Navigating the holidays as a Highly Sensitive Person can make life challenging at times.
But remember, the more you understand your sensitive nature, the better you are able to find ways to work with it, rather than against it.
10. Be open and honest about your Highly Sensitive nature
Being open and honest about your needs as a Highly Sensitive Person can help the people who love you understand and support you better.
Be open about your need for quiet time to rest. Share why you are choosing to do less this holiday season. Be honest about your limits and the boundaries you are setting.
Not everyone will understand, but hopefully, by being open and honest you can share where you’re coming from and start the conversation with the people you love.
I hope these tips will help you survive and hopefully enjoy the holidays as a Highly Sensitive Person.
Being a Highly Sensitive Person can make life challenging at times, especially during the busy holiday season. But embracing your sensitive nature, and working with it, rather than against it can make a big difference.

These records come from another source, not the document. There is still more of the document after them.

PR #12315, opened 2021-07-15
Upgrade geth and add eip 1559 code behind a toggle

cammellos:

### Upgrade geth to 1.10.4 

This is a major upgrade as a lot of things have changed, it's necessary to enable eip 1559 and be able to send transactions with the new parameters

### Disable 32 bit builds on ios

This is necessary as geth uses a newer version of some system libraries which already does not support 32 bits architectures on ios devices

### Add code for eip 1559 toggled

This is all behind a feature flag, so does not need to be tested, I have tested it myself and I am able to send transactions correctly, though there are a few issues to fix, which will be addressed in a separate PR when we will enable it.

## Testing

Unfortunately given the large extend of the changes, this will require a full test, as any part of the app can be impacted.
The most likely that will be impacted is: dapps, wallet and mailservers connectivity.


src/status_im/node/core.cljs
```diff
@@ -19,10 +19,14 @@
 (defn- add-log-level [config log-level]
   (if (empty? log-level)
     (assoc config
-           :LogLevel "ERROR"
-           :LogEnabled false)
+           :MaxPeers 5
+           :MaxPendingPeers 5
+           :LogLevel "DEBUG"
```
flexsurfer: is this only for testing ? we need to revert that when merging?

src/status_im/signing/eip1559.cljs
```diff
@@ -0,0 +1,64 @@
+(ns status-im.signing.eip1559
+  (:require [re-frame.core :as re-frame]
+            [status-im.ethereum.json-rpc :as json-rpc]
+            [status-im.utils.config :as config]
+            [status-im.utils.money :as money]))
+
+(def activation-blocks
+  {"123" (money/bignumber 0)})
```
flexsurfer: whats that ?

flexsurfer (approved):

src/status_im/node/core.cljs
cammellos: oh yes, sorry, I missed it

src/status_im/signing/eip1559.cljs
cammellos: it's the chain id and the block that london will be enabled on:
Say 
```
{"1" 200008}
```
Means that on mainnet it will be activated on block 200008 
I can add a comment to clarify

jakubgs (approved):
Nix changes look to be copied exactly right, so I see no issues.

I guess I wonder if `debug: try dropping all armv7 and armv7s architectures` is even necessary, I added it for a test, maybe it isn't. But if it is I'd squash it into the commit that does the Nix changes.

Serhy:
@cammellos we have something wrong in behavior to fetch offline messages: e.g. there is endless spinner when joining public chat (even after app restart) - each mailserver gives the same behavior - endless spinner and at some pint 'Retry to connect' dialog appears. Both iOS and Android affected. 

Attaching logs from one account on Android 
[Status.log](https://github.com/status-im/status-react/files/6830382/Status.log):
[geth.log](https://github.com/status-im/status-react/files/6830381/geth.log)

Serhy:
@cammellos we tested latest builds on iOS and Android with various scenarios (messaging in 1-1/public/group chats, offline inbox, Push Notifications, transactions with EHT/tokens in chat/wallet/Dapp). 

This one looks good for merge, thanks @qoqobolo for help with testing!

jakubgs:
@cammellos remember to squash that `debug: ...` commit into the nix one.

Edit: Or just all into one, whatever you prefer.

Issue #12336, opened 2021-07-22
Improve UX to migrate normal account to keycard account


guylouis:
**Problem:**
when a normal (his keys are stored on the phone) user wants to migrate his account to a keycard then, he is been taken through this flow
https://www.figma.com/file/Z2T0QW0TgIrJEeTjgBidAG/Untitled?node-id=0%3A1

![image](https://user-images.githubusercontent.com/11461437/126616167-853474d8-6882-4bc4-824c-426454074614.png)

Primarily, this flow has been considered
- hard to locate for users that want to migrate 
- complex (naming and copy are not obvious)
Also
- the choose storage screen is not providing any choice to the user so it could be removed or simplified to an information screen

**How to improve this?**
This flow needs design eyes to simplify the user experience 
An idea would be to add in the '...' screen an entry which would be 'move account to keycard' and which by default would keep the database, it would thus be much simpler for the user to understand and proceed. MOre advanced users could still go through 'manage keys and storage'

cc fyi @bitgamma @churik

churik:
I believe that can be closed after https://github.com/status-im/status-react/pull/12395
 @guylouis please reopne if still relevant

bitgamma:
I think it would be nice to reopen this because this was about simplyfing the flow (both from logged in and logged out state) and making it easier to find

churik:
closing due to re-design, label `recheck` added for future re-consideration

PR #12395, opened 2021-07-29
trigger migration to Keycard from logged in state

### LINKED ISSUE #11778: Enable migration to keycard from signed-in state
relates to #11431 "Migrate account to a regular keycard from logged out "Manage keys and storage" and epic #11237

when solving #11431 we sticked to the case where the user starts the flow fro a signed out state, and begins by chosing the multiaccount he wants to migrate in the list of multiaccounts 

this issue is about proposing the same migration flow from a signed-in state 

Design 
https://www.figma.com/file/dEIljL7UPbXgsZUA0Q4qlE5E/Onboarding?node-id=8218%3A8318

bitgamma:
Closes #11778. It logs you out and redirects to the key management UI since it is the safest way to actually perform the migration.

The entry point is from Profile -> Privacy and Settings -> Manage Keys and Storage.

When we do #12336 the menu label will be renamed to whatever we decide it should be called (Migrate account to Keycard I guess)

### DIFF
--- a/src/status_im/multiaccounts/key_storage/core.cljs
+++ b/src/status_im/multiaccounts/key_storage/core.cljs
@@ -5,6 +5,7 @@
             [status-im.multiaccounts.core :as multiaccounts]
             [status-im.multiaccounts.recover.core :as multiaccounts.recover]
             [status-im.multiaccounts.model :as multiaccounts.model]
+            [status-im.multiaccounts.logout.core :as multiaccounts.logout]
             [status-im.native-module.core :as native-module]
             [status-im.navigation :as navigation]
             [status-im.popover.core :as popover]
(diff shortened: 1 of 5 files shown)


src/status_im/multiaccounts/key_storage/core.cljs
```diff
@@ -240,6 +241,23 @@ We don't need to take the exact steps, just set the required state and redirect
...
+
+(fx/defn logout-and-goto-key-storage
+  {:events [::logout-and-goto-key-storage]}
+  [_]
+  {:ui/show-confirmation
+   {:title               (i18n/label :t/logout-title)
+    :content             (i18n/label :t/logout-are-you-sure)
+    :confirm-button-text (i18n/label :t/logout)
+    :on-accept           #(re-frame/dispatch [::confirm-logout-and-goto-key-storage])
+    :on-cancel           nil}})
```
shivekkhurana, line 259: `nil` is not callable, this might throw an error

flexsurfer (approved):

shivekkhurana (commented):
I don't know if `nil` in `on-cancel` will throw an error or not. Everything else seems fine.

src/status_im/multiaccounts/key_storage/core.cljs
bitgamma: thanks! Seems to work fine, pressing the cancel button hides the pop-up and no error is displayed (even in logs)

flexsurfer: it's the same as you just do not add `:on-cancel` at all in the map

churik:
Looks good to me! The only thing I could suggest to improve: maybe change the copy for "Log out" popup for this case to explicitly pointing that Log out is required for migration.
Currently, it looks like the default "Log out?" popup
IMAGE 2021-07-30 17:33:52
Appreciate your opinion here @errorists 

However, don't think it is a blocker for PR.

bitgamma:
@churik Thanks, I changed to message to make it clearer. I think it will be changed again when we do #12336 but at least for now it should be ok

PR #12403, opened 2021-07-31
Add quick way to permanently hide android background service notification

ismaeldm95:
### Summary

As a user of status on android, I want to be able to receive notifications without having to constantly see the sticky notification for the background service. I'd like an easy way to hide this notification permanently.

Since Android 8.0 users can hide notifications for specific channels. A tap on the background service notification now takes the user to the background service notification channel settings so they can hide it permanently from there. Text in the notification also reflects what's going to happen when tapping it

Screenshot 2021-07-31 at 12 54 17

Screenshot 2021-07-31 at 12 55 12

### Review notes

- Review the strings that have been modified in strings.xml

#### Platforms

- Android

##### Functional

- 1-1 chats
- public chats
- group chats
- wallet / transactions
- account recovery
- new account
- user profile updates
- networks
- mailservers

### Steps to test

- Open Status on Android 8.0 or higher
- Tap on the Status Background service notification
- Disable channel notification
- Receive a message to check that notifications for that chat are still working

status: ready

### DIFF
--- a/modules/react-native-status/android/src/main/java/im/status/ethereum/pushnotifications/ForegroundService.java
+++ b/modules/react-native-status/android/src/main/java/im/status/ethereum/pushnotifications/ForegroundService.java
@@ -8,6 +8,7 @@ import android.app.Notification;
 import android.app.NotificationChannel;
 import android.app.NotificationManager;
 import android.app.PendingIntent;
+import android.provider.Settings;
 
 import androidx.core.app.NotificationCompat;
 import androidx.core.app.NotificationManagerCompat;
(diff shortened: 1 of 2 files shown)


flexsurfer:
thank you @ismaeldm95

churik:
Tested on Android 10 - woeks like  a charm, background notifications setting is preserved in app between different users, all type of PNs are working after hiding background notification service notification.

Thank you @ismaeldm95 - awesome job!

shivekkhurana (approved):
Looks good.

shivekkhurana:
@ismaeldm95 Thank you for the contribution 🙌🏼

PR #12407, opened 2021-08-02
[Fixes: #12393] Allow to enable transaction management

### LINKED ISSUE #12393: Re-enable edit/cancel transaction
We disabled edit/cancel transaction in order to polish the UX, but currently we are at a stage where user are not able to cancel transactions through status and they have to use other wallets to achieve the same.

We should add a toggle in `advanced` where a user can enable and display the cancel/edit transaction feature, so that at least we give them an option, while we work in improving the UX.

cammellos:
Fixes: #12393 

Adds a setting to enable management transactions, as it was before. I have briefly checked it works the cancel/increase gas, but this only makes sure that there's a setting.

The setting is per installation, not per account.

status: ready

### DIFF
--- a/src/status_im/multiaccounts/login/core.cljs
+++ b/src/status_im/multiaccounts/login/core.cljs
@@ -50,6 +50,14 @@
         callback)))))
 
 (re-frame/reg-fx
+ ::initialize-transactions-management-enabled
+ (fn []
+   (let [callback #(re-frame/dispatch [:multiaccounts.ui/switch-transactions-management-enabled %])]
+     (async-storage/get-item
+      :transactions-management-enabled?
+      callback))))
+
+(re-frame/reg-fx
  ::login
  (fn [[key-uid account-data hashed-password]]
    (status/login key-uid account-data hashed-password)))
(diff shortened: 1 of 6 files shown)


flexsurfer (approved):

churik:
@cammellos 
several notes: 
1) missing translation:
IMAGE 2021-08-04 13:39:47
2) cancelled / increased transaction will be replaced by initial one after relogin, but after confirmation all initial transaction will be shown (which where replaced with new ones) with options "Increase gas" and "Cancel":
Monosnap 2021-08-04 13-43-03

Up to you what should be fixed.

churik:
@cammellos 
is it ready to be re-tested?

cammellos:
@churik I have changed the label to:
`Transaction management (alpha)`, I was going to check though that it fits on mobile (it fits the emulator)

churik:
IMAGE 2021-08-06 15:01:57
Fits on IPhone mini, so if we're OK with 2 issue for now, we can merge. 

Also on release we need to recheck it with EIP-1559 - not sure how it will work

cammellos:
@churik we will address them once is out of alpha, thanks for testing!

PR #12409, opened 2021-08-02
update react-native-webview for better SSL handling

### LINKED ISSUE #12073: 'SSL error: The date of the certificate is invalid' when opening CryptoKitties on Android
# Bug Report

## Problem

Screenshot 2021-04-30 at 16 04 38

### Reproduction

- Open Status
- Open Browser tab
- Enter URL cryptokitties.co or navigate to `DApps` > `Collectibles` >` CryptoKitties` > `Open`

### Additional Information

- Status version: Nightly 30/04
- Operating System: Android

bitgamma:
Fixes #12073.

update react-native-webview to release v11.3.0 + permission handling patch. This is the last release where our patch applies cleanly and seems to work fine. The improvements to permission handling introduced by newer versions of react-native-webview are not a replacement for our patch, so should we have a reason for futher upgrades additional work will be needed.

when testing please check carefully for regressions in the browser since a core component has been upgraded. Note that entering https://cryptokitties.co does not work with this version either. It doesn't work in any other browser I tested as well so something is definitely misconfigured on their side.

However, http://cryptokitties.co and https://www.cryptokitties.co both work fine. Also accessing from dap.ps is OK.

### DIFF
--- a/package.json
+++ b/package.json
@@ -60,7 +60,7 @@
     "react-native-status-keycard": "git+https://github.com/status-im/react-native-status-keycard.git#v2.5.35",
     "react-native-svg": "^9.8.4",
     "react-native-touch-id": "^4.4.1",
-    "react-native-webview": "git+https://github.com/status-im/react-native-webview.git#v10.9.2",
+    "react-native-webview": "git+https://github.com/status-im/react-native-webview.git#v11.3.0-status",
     "tdigest": "^0.1.1",
     "web3-utils": "^1.2.1"
   },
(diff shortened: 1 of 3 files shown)


flexsurfer (approved):

churik:
Tested all cases related to browser, that we have in out test suite (Android and IOS): https://ethstatus.testrail.net/index.php?/suites/view/48&group_by=cases:section_id&group_order=asc&display_deleted_cases=0

Also retested browser issues - all found still can be reproduced here.
Found one issue, it also reproducible on nightly, so it is not a regression.
Thank you @bitgamma, PR can be merged

PR #12420, opened 2021-08-04
emit url event when recreating Activity with link

### LINKED ISSUE #12382: When app is closed, no redirect from PN to 1-1 chat
# Bug Report

## Problem 
Blocker for 3 e2e.
Currently if app was closed (not shown inrecent apps), no redirect to 1-1 chat on tap on push notifications.
Recent regression, likely caused by https://github.com/status-im/status-react/pull/12341 

#### Expected behavior
will be redirected to 1-1 chat

#### Actual behavior
redirected to the home screen

### Reproduction
**User A has Android device with enabled PNs**

1) User A: add User B to contacts
2) User A: close app, remove it from recent
3) User B: send message to user A
4) User A: tap on PN

### Additional Information

- Status version: nightly 27/07/21
cc @flexsurfer

bitgamma:
Fixes #12382.

the solution is a workaround to the fact that the linking module from react-native (at least in conjuction with react-native-navigation) does not emit the url event when the app is in background and the MainActivity has been destroyed (which happens, for example, when the app is removed from recent app list). The issue is also mentioned here: https://github.com/react-navigation/react-navigation/issues/9154.

Also as part of the fix, the link is stored until all events during the transition between background and active is completed. This is because otherwise it would sporadically (but quite often when recreating the Activity) fail because :chat-stack was not yet ready. This part of the fix should probably remain even if the workaround (the changes to MainActivity) becomes redundant

### DIFF
--- a/android/app/src/main/java/im/status/ethereum/MainActivity.java
+++ b/android/app/src/main/java/im/status/ethereum/MainActivity.java
@@ -23,6 +23,9 @@ import android.provider.Settings;
 import android.os.Bundle;
 import com.facebook.react.ReactActivityDelegate;
 import com.facebook.react.ReactRootView;
+import com.facebook.react.modules.core.DeviceEventManagerModule;
+import com.facebook.react.bridge.Arguments;
+import com.facebook.react.bridge.WritableMap;
 import com.swmansion.gesturehandler.react.RNGestureHandlerEnabledRootView;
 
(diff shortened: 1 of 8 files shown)


cammellos (approved):

churik:
awesome work @bitgamma !
thank you. 
Ready to be merged, please mind my commit while squashing

churik (approved):

PR #12444, opened 2021-08-13
[#12161] Missing delete wallet option

### LINKED ISSUE #12161: Missing delete wallet option
# Problem
It's not possible to remove a wallet from the app.

Given the user wants to delete a wallet
When user tries to do it
Then there is no option to do it

In case the user imports other wallets, user will keep this wallet as junk on his main page.
The user should be free to add and remove wallets at any time.

### Where should it be implemented?
Desktop and Mobile

## Implementation

Include a removal button or option at the menu
A strong remind warning must also be presented to the user

## Acceptance Criteria

Considering status will create a default wallet option:
- User must be able to remove any wallet, that is not the default one, except this wallet is the last and only left.
- User must confirm, that user knows the wallet will disappear from the app

## Notes

Check other wallets as benchmark.

Given the user wants to delete a wallet
When he clicks at removal button or option
Then the app will present a modal with a warning
When the user clicks at Yes
Then the wallet is removed from the app
And the user return to the main page

Given the user wants to delete a wallet
When he clicks at removal button or option
Then the app will present a modal with a warning
When the user clicks at No
Then the wallet is not removed from the app
And the user returns to the main page

## Future Steps

On-Going operations must be considered
Test Cases must be created
Issue must be validated

flexsurfer:
fixes #12161


churik:
**ISSUE 1: if an account is shared for accepting transaction, no warning is shown**
Quite a corner case, but if you shared account for transaction in 1-1 chat, and then deleted it, you've got: 
IMAGE 2021-08-16 12:58:31
Ideally show warning (smth like "you have shared your account for transaction, are you sure you want to delete it?").

But it is not a blocker for this PR IMO.
@flexsurfer tell me what you think about it.

flexsurfer:
thanks @churik fixed, we'll show the address in that case

churik:
@flexsurfer thank you!
May we display it in short version, i.e '0xnnnn..nnnn'?
IMAGE 2021-08-16 14:40:44

flexsurfer:
thanks @churik , good point, done

churik:
Perfect now! 
Ready to be merged.

flexsurfer:
@churik i've added password for imported accounts, so now when deleting imported accounts we ask a password

churik:
Tested deleting improted, watch-only accounts, also with resetting password.
Works as expected - password is required only for imported accounts

bitgamma (approved):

If you’re a Highly Sensitive Person, what do you find most challenging during the holiday season? What do you do to better cope during the holidays? Are you planning to do anything different this holiday season to help you enjoy the holidays more? Leave a comment below and let me know!

NATALIE K
Sunday 18th of December 2022
I find it hardest to have to attend too many Christmas parties and the shopping out and about is extremely difficult for me!! I now shop on-line or send food gifts. This has made life so much easier!!! I've learned I need LOTS of time alone between social gatherings and if my husband needs to go alone that's alright!!
Simple Lionheart Life
Tuesday 20th of December 2022
Good for you for recognizing this about yourself. I find all the "people-ing" hard too. But great job doing what is best for you. Thanks for reading and sharing your experiences!
Best Ketamine Clinics
Friday 15th of January 2021
You know I read your advice. They are beautiful. Really! You write so beautifully, about sensitive people, it's very nice. It's great that you care about us. I'm talking about us because I'm quite sensitive, I would even say very much. I am very sorry that I did not read this post before, but the main thing is that I read it. I also really liked the advice, because I had never thought about how just spending time alone during the New Year's bustle could help. Thank you!
Simple Lionheart Life
Monday 18th of January 2021
I'm so glad you found it helpful. Thanks for reading!
Simone
Saturday 1st of December 2018
I love this post. Thank you for writing something I feel is me to a T.
Simple Lionheart Life
Saturday 1st of December 2018
You're so welcome Simone. It makes me really happy to know this post was helpful for you. I've found it really beneficial knowing I'm not alone as a HSP too. Thanks for reading :)
Sandra
Wednesday 21st of November 2018
Great tips! I find that not only highly sensitive people would enjoy this article, but also anyone that likes simplicity in their lives. Thanks for sharing :)
Simple Lionheart Life
Thursday 22nd of November 2018
Thanks, Sandra! I'm glad you enjoyed the post. I totally agree with you. I wrote the post for HSP, but it can absolutely apply to anyone who is looking to simplify - Highly Sensitive or not! Thanks for reading :)
Karen
Sunday 18th of November 2018
I have commented on the website that I do not put up a Christmas tree. Two little dogs share this space, and really there is no place for a tree. I will bring out my Advent wreath on 12/2, the First Sunday in Advent. I purchased a few handmade items from an online small-business facilitator in late October. This business takes care of payments and shipping notices, but the items are shipped from their creators. The items I bought most likely could not be found locally, and I don't like shopping in crowds.
Simple Lionheart Life
Sunday 18th of November 2018
Those sound like great ways to simplify the holidays for yourself this year. Well done! I really appreciate online shopping as well for holiday gifts. I find the busy stores and malls really overwhelming and stressful. Thanks for reading and sharing the ways you work to simplify the holidays!